Cauliflower pecorino potato salad

White winter salad

This splendid salad was first created when I had bought a ton of cauliflower to test my gluten free pizza crust and was left with one kilo of the raw veg in my fridge. As it sat between a hunk of pecorino cheese and these left over boiled potatoes, I had an aha moment. And what a great one it was – I paired it with a silky mustard olive oil dressing, tossed some raw sliced mushrooms and toasted pine nuts. It’s been one of my favorite salad starters since. Because it has potatotes and cheese you don’t feel like you’re just eating a new age raw cauliflower salad you know? It’s quite festive, keeps well if prepared in advance and very tasty so perfect for your upcoming Christmas dinner parties.

NOTE: Really do make sure that your cauliflower is either shaved with a mandolin or sliced very thin (a millimeter or two) in order to get the perfect texture for this salad.
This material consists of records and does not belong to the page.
Issue #26, opened 2015-12-16
How do you make this work with gromacs 5.1.x?


dotsdl:
With gromacs 5.1 comes the disappearance of the use of gromacs tools on their own. For example,  `trjconv` now must be called with `gmx trjconv`. What changes need to happen to the library to make this work?

orbeckst:
It's a bit cumbersome but you "just" have to edit your configuration file.I just pushed out 0.4.0 and that should also update the docs.

In the tools section, describe `gmx trjconv` as
```
   gmx:trjconv
```
There are a few hard-coded hacks in there that alias new to old names (such as genbox). See 9208d52d2323b57866b2a600659cb75b400b03ff .

orbeckst:
See http://gromacswrapper.readthedocs.org/en/develop/gromacs/core/config.html#gromacs-tools-and-scripts ; took me a while to get RTD to build again. (master/latest should also be available again soon)

dotsdl:
Okay, I edited my `~/.gromacswrapper.cfg` file to include only names in the current release (5.1.1) of gromacs with the `gmx:` prefix, removing old ones. That was a bit of work...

Some of it will crumble while you slice and that’s ok, but don’t make thick slices.

Serves 6-8

Ingredients

  • 1/2 cauliflower, sliced thin
  • 4 big potatoes, cooked, cooled and cubed
  • 1/2 cup of pecorino cheese or a nice sheep’s milk cheese, in shavings or cubes
  • 6 mushrooms, sliced
  • 2 tbsp capers (optional)
  • 1/2 cup olive oil
  • 2-3 heaping tbsp Dijon mustard (not a hot one, I like the Maille brand)
  • 1 tbsp cider vinegar
  • 1 tsp salt
  • 1/2 cup pine nuts, toasted

Instructions

  1. Mix cauliflower, potatoes, pecorino and mushrooms together in large bowl. You can also add the capers at this point.
  2. In a small bowl make the dressing by gradually whisking the mustard and vinegar into the olive oil until it becomes a creamy consistency.
  3. Pour dressing into the salad and toss well. Let salad rest a few hours and up to 12.